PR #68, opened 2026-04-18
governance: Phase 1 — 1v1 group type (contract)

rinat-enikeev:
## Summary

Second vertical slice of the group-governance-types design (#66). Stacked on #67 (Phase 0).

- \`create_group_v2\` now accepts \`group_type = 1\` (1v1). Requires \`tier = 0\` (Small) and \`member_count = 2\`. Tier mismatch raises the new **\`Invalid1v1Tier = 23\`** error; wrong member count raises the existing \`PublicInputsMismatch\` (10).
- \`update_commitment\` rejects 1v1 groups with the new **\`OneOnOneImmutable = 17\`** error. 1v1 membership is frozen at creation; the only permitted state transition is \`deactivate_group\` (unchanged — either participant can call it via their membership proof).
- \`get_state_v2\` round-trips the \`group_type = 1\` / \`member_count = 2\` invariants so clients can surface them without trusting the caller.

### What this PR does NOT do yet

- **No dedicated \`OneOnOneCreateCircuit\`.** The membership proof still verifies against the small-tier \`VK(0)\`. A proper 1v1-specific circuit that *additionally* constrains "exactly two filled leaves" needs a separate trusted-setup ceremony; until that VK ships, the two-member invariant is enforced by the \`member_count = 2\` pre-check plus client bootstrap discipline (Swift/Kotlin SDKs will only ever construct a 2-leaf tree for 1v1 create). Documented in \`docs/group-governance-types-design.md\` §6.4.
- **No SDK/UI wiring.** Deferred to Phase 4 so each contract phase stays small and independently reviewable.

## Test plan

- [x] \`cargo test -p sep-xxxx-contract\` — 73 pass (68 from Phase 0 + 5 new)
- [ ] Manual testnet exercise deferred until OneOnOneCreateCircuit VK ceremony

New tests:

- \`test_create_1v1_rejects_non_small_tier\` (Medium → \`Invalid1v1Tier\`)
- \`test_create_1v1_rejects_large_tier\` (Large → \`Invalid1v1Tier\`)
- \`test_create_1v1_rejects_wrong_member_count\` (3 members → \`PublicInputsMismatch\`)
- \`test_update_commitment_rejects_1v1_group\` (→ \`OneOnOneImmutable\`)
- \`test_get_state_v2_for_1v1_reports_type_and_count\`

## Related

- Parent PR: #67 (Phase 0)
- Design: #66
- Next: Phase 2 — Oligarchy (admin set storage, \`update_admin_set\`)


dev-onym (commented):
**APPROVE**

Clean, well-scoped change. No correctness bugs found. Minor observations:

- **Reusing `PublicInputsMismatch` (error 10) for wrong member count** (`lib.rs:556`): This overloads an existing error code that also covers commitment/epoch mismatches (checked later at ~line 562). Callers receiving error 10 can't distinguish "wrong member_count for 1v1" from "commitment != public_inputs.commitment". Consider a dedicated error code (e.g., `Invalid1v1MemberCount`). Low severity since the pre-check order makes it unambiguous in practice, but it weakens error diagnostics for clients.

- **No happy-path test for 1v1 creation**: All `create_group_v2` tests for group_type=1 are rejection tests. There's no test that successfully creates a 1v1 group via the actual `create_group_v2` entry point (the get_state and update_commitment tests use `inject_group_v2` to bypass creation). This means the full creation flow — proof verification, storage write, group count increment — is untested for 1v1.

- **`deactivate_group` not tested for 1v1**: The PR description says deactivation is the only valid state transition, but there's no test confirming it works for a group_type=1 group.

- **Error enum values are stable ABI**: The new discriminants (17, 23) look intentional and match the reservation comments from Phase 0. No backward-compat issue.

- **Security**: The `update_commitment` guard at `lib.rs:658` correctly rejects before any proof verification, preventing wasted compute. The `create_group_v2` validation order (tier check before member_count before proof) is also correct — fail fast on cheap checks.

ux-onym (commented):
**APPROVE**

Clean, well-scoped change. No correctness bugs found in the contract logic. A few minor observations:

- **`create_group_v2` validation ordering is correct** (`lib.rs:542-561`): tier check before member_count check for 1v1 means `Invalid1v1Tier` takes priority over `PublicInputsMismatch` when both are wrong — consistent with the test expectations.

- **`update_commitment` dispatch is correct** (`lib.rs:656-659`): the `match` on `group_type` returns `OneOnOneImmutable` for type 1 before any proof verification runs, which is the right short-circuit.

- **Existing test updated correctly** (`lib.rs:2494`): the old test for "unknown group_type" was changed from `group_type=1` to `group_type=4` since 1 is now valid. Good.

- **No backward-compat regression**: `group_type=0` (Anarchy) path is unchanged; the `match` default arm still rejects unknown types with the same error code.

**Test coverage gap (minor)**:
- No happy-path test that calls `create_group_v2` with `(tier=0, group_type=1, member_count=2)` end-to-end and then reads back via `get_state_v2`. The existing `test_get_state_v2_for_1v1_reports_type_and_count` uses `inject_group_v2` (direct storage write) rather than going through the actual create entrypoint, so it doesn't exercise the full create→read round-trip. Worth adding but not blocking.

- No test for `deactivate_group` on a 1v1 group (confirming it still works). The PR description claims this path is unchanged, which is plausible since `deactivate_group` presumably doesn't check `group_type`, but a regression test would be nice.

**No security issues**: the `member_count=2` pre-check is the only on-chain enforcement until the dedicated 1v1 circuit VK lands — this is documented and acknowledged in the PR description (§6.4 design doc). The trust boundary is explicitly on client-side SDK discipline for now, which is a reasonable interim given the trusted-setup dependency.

==

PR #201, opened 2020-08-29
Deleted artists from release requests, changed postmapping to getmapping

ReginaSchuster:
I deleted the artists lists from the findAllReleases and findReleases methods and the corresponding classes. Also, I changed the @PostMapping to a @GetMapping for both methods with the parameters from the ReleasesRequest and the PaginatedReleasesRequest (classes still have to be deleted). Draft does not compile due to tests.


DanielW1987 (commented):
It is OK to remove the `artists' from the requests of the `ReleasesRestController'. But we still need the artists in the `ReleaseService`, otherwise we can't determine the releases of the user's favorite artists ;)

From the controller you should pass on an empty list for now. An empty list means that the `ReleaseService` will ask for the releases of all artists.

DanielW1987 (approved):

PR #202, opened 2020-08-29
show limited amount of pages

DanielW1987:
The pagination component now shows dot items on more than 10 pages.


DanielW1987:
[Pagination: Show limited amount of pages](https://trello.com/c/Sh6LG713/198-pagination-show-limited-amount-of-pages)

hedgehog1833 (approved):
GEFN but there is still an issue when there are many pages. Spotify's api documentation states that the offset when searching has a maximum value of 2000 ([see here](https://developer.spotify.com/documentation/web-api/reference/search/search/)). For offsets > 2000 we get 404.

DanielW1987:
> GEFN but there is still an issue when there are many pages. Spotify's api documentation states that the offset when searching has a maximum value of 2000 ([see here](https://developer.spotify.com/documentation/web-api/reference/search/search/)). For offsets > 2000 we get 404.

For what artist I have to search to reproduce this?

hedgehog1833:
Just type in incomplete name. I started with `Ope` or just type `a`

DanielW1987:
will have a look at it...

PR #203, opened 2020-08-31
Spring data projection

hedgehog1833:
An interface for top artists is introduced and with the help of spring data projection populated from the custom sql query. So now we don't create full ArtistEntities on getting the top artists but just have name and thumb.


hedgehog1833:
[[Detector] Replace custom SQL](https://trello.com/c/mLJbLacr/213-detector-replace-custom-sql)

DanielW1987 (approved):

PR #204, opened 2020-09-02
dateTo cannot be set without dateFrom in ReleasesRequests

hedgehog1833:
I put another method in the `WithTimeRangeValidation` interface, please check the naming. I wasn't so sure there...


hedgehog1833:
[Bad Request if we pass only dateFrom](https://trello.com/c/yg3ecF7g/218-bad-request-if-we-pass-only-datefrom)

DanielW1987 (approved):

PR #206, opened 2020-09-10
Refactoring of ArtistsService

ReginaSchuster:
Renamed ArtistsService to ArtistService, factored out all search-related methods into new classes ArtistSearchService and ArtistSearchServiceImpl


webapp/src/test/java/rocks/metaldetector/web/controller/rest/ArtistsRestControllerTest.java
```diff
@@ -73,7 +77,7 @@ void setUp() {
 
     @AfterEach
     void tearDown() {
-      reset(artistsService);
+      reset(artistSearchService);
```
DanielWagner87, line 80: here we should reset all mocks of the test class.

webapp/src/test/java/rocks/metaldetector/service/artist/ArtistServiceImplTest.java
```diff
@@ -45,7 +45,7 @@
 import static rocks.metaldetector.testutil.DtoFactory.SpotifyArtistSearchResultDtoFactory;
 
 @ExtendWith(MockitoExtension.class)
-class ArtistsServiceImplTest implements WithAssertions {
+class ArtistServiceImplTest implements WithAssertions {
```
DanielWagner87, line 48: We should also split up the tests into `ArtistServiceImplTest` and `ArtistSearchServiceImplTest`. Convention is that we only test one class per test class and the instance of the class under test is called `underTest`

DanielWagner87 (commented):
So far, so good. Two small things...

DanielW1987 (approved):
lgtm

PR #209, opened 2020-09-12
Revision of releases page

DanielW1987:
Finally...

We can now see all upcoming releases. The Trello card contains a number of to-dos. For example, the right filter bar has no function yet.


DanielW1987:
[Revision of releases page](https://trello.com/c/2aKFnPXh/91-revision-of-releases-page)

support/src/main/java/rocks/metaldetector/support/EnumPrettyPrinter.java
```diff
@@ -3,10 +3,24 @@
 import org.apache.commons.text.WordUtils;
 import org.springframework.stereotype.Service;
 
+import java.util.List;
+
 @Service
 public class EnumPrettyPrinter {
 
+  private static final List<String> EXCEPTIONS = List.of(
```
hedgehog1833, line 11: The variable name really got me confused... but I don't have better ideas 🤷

--

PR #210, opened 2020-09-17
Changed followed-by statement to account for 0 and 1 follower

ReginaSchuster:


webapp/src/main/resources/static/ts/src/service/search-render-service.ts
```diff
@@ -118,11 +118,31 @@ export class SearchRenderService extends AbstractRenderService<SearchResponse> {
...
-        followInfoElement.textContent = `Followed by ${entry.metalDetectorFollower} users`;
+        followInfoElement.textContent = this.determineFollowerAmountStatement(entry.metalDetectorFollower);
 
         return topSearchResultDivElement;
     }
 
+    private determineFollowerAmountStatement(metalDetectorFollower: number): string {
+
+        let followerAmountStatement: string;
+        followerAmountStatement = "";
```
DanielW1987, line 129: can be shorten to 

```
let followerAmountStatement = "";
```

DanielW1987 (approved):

* Work required
Every line of the material that holds the word "static" must be found and copied.

* Task response
 import static rocks.metaldetector.testutil.DtoFactory.SpotifyArtistSearchResultDtoFactory;
+  private static final List<String> EXCEPTIONS = List.of(
webapp/src/main/resources/static/ts/src/service/search-render-service.ts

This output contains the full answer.